Exercise: Give the number of lines in the data below containing the word "maximum", with no other text.

Stored items:
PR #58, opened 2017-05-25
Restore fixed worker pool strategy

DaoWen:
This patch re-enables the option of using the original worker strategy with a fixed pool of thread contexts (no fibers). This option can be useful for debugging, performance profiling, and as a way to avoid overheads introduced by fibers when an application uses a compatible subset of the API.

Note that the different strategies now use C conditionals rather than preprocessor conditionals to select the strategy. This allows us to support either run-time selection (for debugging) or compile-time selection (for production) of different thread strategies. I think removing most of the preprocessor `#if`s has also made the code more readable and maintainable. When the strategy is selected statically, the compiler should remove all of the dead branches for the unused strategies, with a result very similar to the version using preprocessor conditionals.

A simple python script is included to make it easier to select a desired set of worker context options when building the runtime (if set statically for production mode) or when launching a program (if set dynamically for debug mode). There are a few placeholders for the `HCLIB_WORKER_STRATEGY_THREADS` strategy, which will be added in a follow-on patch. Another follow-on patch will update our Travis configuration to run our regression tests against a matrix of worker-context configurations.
--
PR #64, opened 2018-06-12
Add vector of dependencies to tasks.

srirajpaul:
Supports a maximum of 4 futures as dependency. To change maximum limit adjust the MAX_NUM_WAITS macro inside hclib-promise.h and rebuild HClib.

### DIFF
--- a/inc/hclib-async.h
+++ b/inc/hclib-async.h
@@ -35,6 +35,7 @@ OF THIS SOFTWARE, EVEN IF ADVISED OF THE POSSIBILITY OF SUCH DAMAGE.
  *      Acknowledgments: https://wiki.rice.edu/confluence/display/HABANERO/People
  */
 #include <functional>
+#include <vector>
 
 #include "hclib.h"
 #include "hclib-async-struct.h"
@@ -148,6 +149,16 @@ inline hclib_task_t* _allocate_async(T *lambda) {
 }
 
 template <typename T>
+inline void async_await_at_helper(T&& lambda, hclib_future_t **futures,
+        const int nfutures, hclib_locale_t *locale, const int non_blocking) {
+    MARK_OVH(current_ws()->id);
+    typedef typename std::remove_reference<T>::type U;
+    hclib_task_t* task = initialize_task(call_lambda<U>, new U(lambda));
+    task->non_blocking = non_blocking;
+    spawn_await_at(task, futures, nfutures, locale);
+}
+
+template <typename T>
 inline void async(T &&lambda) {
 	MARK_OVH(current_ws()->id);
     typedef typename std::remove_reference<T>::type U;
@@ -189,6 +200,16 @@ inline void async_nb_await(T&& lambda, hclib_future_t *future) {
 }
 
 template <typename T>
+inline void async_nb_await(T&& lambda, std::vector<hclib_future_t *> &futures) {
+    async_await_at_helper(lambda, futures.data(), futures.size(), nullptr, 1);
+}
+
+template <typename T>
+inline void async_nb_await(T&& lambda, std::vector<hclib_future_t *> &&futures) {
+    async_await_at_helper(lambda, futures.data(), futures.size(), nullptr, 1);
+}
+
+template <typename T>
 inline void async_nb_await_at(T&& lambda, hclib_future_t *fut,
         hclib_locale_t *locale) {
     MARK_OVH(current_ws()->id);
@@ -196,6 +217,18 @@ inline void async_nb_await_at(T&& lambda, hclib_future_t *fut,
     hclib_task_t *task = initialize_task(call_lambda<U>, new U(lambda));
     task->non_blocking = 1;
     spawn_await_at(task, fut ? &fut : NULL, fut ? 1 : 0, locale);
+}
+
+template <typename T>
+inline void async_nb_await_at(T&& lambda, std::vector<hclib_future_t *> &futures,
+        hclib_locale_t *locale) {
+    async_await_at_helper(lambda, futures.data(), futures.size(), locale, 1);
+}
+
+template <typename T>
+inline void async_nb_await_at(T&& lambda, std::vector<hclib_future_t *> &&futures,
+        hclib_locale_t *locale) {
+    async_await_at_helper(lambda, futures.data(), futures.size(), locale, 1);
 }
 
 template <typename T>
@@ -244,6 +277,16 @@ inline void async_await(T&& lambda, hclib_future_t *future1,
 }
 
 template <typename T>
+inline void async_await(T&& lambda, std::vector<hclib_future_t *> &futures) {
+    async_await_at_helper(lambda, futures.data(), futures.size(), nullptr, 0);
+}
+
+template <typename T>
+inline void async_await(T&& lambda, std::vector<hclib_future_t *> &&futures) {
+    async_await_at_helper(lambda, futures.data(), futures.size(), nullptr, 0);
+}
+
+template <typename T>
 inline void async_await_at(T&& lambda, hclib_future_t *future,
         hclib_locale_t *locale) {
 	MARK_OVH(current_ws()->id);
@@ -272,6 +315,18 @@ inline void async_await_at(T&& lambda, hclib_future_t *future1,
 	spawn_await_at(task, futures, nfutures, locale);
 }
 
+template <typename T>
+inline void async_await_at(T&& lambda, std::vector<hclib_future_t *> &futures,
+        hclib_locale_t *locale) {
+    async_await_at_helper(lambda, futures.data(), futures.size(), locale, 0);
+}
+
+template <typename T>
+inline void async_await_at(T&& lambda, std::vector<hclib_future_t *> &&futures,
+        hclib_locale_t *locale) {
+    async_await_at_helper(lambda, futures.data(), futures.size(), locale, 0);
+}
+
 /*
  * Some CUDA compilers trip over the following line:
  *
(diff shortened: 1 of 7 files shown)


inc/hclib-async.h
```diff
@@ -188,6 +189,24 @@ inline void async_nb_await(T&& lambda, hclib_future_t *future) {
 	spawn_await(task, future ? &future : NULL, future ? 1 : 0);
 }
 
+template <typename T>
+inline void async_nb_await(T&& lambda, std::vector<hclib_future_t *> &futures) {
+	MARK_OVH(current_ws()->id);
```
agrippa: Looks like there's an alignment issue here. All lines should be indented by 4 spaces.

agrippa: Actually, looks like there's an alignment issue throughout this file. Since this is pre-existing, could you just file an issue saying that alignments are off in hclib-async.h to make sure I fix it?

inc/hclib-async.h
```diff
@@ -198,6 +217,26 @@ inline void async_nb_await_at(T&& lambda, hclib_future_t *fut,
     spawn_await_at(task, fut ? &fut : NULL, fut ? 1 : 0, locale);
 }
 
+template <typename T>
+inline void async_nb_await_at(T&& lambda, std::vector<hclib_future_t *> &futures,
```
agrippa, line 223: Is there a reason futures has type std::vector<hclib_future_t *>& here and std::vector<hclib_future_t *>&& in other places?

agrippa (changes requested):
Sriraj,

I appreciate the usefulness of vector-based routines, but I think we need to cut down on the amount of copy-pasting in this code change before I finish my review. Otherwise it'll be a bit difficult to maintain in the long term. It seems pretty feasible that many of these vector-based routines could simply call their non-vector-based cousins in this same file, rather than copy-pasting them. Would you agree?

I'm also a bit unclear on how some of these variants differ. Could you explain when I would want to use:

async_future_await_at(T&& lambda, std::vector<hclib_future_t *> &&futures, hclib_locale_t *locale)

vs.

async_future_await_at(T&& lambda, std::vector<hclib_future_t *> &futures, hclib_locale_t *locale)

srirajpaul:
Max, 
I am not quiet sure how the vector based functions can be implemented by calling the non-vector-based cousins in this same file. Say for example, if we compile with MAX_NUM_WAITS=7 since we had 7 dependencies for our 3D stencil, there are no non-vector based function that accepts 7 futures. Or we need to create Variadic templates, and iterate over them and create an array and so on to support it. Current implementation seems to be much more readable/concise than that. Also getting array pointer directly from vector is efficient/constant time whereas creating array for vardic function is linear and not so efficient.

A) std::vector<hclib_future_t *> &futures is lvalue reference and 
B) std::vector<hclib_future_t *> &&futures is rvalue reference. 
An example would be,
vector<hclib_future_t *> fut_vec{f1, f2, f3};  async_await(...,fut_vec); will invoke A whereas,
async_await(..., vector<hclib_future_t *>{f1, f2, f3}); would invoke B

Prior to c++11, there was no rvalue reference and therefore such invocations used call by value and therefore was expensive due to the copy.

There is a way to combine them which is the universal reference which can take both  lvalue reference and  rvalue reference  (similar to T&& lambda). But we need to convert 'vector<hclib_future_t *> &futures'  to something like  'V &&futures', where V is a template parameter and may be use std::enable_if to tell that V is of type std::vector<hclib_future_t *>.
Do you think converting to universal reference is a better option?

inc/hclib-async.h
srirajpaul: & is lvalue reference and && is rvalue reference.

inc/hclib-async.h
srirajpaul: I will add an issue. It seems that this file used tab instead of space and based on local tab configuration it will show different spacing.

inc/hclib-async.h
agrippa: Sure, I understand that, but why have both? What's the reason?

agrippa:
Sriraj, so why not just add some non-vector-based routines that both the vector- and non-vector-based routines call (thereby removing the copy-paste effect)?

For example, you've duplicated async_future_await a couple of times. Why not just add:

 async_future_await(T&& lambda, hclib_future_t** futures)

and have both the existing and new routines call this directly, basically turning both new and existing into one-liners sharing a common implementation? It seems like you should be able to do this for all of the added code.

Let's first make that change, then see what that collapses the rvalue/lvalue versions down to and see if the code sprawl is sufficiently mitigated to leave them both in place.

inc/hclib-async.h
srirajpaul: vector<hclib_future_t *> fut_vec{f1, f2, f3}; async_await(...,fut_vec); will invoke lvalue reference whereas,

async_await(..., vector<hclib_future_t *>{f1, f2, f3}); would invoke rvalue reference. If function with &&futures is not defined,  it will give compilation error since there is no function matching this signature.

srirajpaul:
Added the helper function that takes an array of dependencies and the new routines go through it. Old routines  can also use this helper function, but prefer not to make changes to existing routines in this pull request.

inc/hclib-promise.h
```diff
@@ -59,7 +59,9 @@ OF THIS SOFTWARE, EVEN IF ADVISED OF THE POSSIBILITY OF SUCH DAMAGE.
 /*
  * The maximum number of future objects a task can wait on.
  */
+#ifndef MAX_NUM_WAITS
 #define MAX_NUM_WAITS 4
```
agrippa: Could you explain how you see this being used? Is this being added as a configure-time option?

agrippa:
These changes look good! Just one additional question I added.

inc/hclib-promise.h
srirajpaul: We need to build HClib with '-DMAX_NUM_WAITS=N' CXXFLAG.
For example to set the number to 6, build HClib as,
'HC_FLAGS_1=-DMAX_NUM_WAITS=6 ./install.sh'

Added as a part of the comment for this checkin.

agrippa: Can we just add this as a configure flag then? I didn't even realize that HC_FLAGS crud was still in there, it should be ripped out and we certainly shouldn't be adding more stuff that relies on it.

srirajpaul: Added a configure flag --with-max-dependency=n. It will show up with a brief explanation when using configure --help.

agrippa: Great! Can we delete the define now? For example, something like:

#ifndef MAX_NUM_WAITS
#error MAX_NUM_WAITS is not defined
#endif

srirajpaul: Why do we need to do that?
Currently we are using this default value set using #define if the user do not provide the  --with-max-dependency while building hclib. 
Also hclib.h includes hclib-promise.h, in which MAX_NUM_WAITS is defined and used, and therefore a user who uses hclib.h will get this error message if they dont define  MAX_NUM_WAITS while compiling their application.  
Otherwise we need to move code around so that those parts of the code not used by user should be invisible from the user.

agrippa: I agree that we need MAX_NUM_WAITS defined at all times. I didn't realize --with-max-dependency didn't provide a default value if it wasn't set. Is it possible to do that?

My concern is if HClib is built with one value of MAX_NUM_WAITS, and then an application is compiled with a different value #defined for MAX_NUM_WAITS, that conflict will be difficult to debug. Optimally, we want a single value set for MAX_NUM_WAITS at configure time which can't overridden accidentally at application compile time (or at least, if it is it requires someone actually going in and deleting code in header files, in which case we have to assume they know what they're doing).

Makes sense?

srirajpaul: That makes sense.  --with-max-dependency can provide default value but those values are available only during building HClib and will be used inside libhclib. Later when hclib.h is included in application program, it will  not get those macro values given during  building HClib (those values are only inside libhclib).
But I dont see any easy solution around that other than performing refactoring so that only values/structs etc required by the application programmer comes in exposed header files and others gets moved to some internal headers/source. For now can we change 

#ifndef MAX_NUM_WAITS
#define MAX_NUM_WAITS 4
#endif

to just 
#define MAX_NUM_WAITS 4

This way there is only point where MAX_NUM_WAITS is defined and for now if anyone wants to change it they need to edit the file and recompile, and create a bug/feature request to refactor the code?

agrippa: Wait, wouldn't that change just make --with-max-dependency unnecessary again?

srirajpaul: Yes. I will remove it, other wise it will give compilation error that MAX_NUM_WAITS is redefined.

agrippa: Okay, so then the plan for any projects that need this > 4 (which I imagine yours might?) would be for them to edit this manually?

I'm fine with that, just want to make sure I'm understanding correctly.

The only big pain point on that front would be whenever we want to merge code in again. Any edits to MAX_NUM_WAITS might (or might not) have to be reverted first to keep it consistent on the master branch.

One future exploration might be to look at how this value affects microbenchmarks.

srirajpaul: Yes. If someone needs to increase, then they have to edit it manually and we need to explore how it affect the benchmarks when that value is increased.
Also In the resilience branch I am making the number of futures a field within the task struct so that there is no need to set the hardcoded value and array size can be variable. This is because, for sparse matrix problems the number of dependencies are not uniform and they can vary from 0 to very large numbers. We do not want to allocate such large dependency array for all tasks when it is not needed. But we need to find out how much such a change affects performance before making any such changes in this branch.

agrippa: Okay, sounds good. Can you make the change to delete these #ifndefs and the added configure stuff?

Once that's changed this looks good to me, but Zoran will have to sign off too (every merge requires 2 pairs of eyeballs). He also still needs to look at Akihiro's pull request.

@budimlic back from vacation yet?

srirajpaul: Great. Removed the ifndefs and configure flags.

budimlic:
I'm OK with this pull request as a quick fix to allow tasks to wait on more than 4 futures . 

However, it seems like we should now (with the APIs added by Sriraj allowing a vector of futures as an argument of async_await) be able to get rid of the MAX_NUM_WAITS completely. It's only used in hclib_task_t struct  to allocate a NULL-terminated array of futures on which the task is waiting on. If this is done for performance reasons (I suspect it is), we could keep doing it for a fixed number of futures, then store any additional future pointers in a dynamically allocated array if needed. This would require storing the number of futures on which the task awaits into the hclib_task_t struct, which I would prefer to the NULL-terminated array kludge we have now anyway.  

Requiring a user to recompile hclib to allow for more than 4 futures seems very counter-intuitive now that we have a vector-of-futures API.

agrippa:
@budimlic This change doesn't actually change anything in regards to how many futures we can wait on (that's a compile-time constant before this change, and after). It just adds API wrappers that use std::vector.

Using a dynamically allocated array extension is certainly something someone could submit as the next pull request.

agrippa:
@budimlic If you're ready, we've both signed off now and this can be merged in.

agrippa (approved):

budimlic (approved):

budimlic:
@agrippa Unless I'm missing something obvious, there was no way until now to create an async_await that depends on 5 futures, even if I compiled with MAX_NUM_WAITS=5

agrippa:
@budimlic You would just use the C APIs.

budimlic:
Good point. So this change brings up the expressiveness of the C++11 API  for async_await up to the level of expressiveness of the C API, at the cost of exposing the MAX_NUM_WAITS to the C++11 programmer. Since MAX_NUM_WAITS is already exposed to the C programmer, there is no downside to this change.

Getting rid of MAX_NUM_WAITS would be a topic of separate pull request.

Output: 2